[Alec Forbes of Howglen by George MacDonald]@TWC D-Link bookAlec Forbes of Howglen CHAPTER XVIII 6/9
He had neither a very high sense of honour, nor any principles to come and go upon; but he had a considerable amount of devotion to his party, which is the highest form of conscience to be found in many. "Tell me their names, sir ?" Curly was still silent. But a white-headed urchin, whom innumerable whippings, not bribes, had corrupted, cried out in a wavering voice: "Sanny Forbes was ane o' them; an' he's no here, 'cause Juno worried him." The poor creature gained little by his treachery; for the smallest of the conspirators fell on him when school was over, and gave him a thrashing, which he deserved more than ever one of Malison's. But the effect of Alec's name on the master was talismanic.
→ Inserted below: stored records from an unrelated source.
PR #3062, opened 2015-04-21
Return GIT_EAUTH when authentication callbacks are missing for HTTP or S...

swisspol:
...SH

This allows clients that either do not show an authentication UI, or show one
but let the user cancel and return GIT_PASSTHROUGH, to identify such cases from
the final error code returned by libgit2.

PR #3243, opened 2015-06-22
http: return GIT_EAUTH if auth tried but failed

michaeledgar:
My code currently has to detect HTTP auth failures by checking the error string for "Unexpected HTTP status code: 401" because http (unlike ssh) does not return GIT_EAUTH. This change (should) address that.

Submitted against the master branch because I assumed changing error codes would be a breaking change inappropriate for maint.

### DIFF
--- a/src/transports/http.c
+++ b/src/transports/http.c
@@ -34,6 +34,7 @@ static const char *post_verb = "POST";
 
 #define PARSE_ERROR_GENERIC	-1
 #define PARSE_ERROR_REPLAY	-2
+#define PARSE_ERROR_AUTHFAIL	-3
 
 #define CHUNK_SIZE	4096
 
@@ -359,6 +360,9 @@ static int on_headers_complete(http_parser *parser)
 					t->parse_error = PARSE_ERROR_REPLAY;
 					return 0;
 				}
+			} else {
+				giterr_set(GITERR_NET, "authentication failed, incorrect credentials");
+				return t->parse_error = PARSE_ERROR_AUTHFAIL;
 			}
 		}
 
@@ -692,6 +696,9 @@ replay:
 
 			goto replay;
 		}
+
+		if (PARSE_ERROR_AUTHFAIL == t->parse_error)
+			return GIT_EAUTH;
 
 		if (t->parse_error < 0)
 			return -1;


src/transports/http.c
```diff
@@ -359,6 +360,9 @@ static int on_headers_complete(http_parser *parser)
 					t->parse_error = PARSE_ERROR_REPLAY;
 					return 0;
 				}
+			} else {
+				giterr_set(GITERR_NET, "authentication failed, incorrect credentials");
```
ethomson: This error message is either imprecise or incorrect.  We don't know if credentials are "correct" or "incorrect", we only know that we got an Unauthorized.  The credentials could be "correct" (authenticate a particular user) but that user doesn't have authorization to the resource.

ethomson:
Should we use `GIT_EAUTH` in other places?  (eg, if you have no credentials?  what if your credentials are of a different type)?  See #3062 which also looked at this problem a little bit.

In any case, adding some new `online` unit tests would be very helpful!

src/transports/http.c
test987987: Typically a 403 is returned for authorization errors, but I can't speak to what every Git server out there does, so I don't mind just "authentication failed".

michaeledgar: Typically a 403 is returned for authorization errors, but I can't speak to what every Git server out there does, so I don't mind just "authentication failed".

carlosmn: The Git server doesn't do much here, this comes typically from the HTTP in front of it. But 403 quite explicitly does not mean that authentication failed. It means it succeeded but authorisation failed.

carlosmn:
In what situation are you seeing this? There should be no need to check the error string; libgit2 will call your code if there is a problem authenticating.

michaeledgar:
I'm using git2go. I currently see this flow:

1. Initial unauthenticated request
2. Server returns 401
3. libgit2 calls my CredentialsCallback
4. CredentialsCallback returns an incorrect plaintext user/pass
5. Server (correctly) rejects that user/pass, returns 401 again
6. libgit2 returns a generic GIT_ERROR with message "Unexpected HTTP status code: 401"

carlosmn:
#3269 has a fix which is more in line with the intent of the transport code. We should keep asking for credentials until either the user or the server gives up.

test987987:
That makes sense, Carlos. I'll look for that in the next libgit2 release. Thanks!

michaeledgar:
That makes sense, Carlos. Thanks for the heads-up - I'll look forward to the next libgit2 release :)

PR #3248, opened 2015-06-23
git_treebuilder* can be const in git_treebuilder_write()

leoyanggit:


ethomson:
I don't think that this is a good idea.  This suggests a promise that we may not be able to keep in the future.  Maybe in the future we'll want to save some cached data in the object, or maybe we'll update some hash in the treebuilder object.  Making this `const` prevents us from doing that (or changes the API later).

(I realize that we've been running roughshod changing the API, but we're doing so to make things more future proof.)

He changed his manner at once, sent Curly to his seat, and nothing more was heard of Juno or her master. The opposite neighbours stared across, the next morning, in bewildered astonishment, at the place where the shop of Robert Bruce had been wont to invite the public to enter and buy.
Had it been possible for an avalanche to fall like a thunderbolt from the heavens, they would have supposed that one had fallen in the night, and overwhelmed the house. Door and windows were invisible, buried with the rude pavement in front beneath a mass of snow.
Spades and shovels in boys' hands had been busy for hours during the night, throwing it up against the house, the door having first been blocked up with a huge ball, which they had rolled in silence the whole length of the long street. Bruce and his wife slept in a little room immediately behind the shop, that they might watch over their treasures; and Bruce's first movement in the morning was always into the shop to unbolt the door and take down the shutters.
His astonishment when he looked upon a blank wall of snow may be imagined.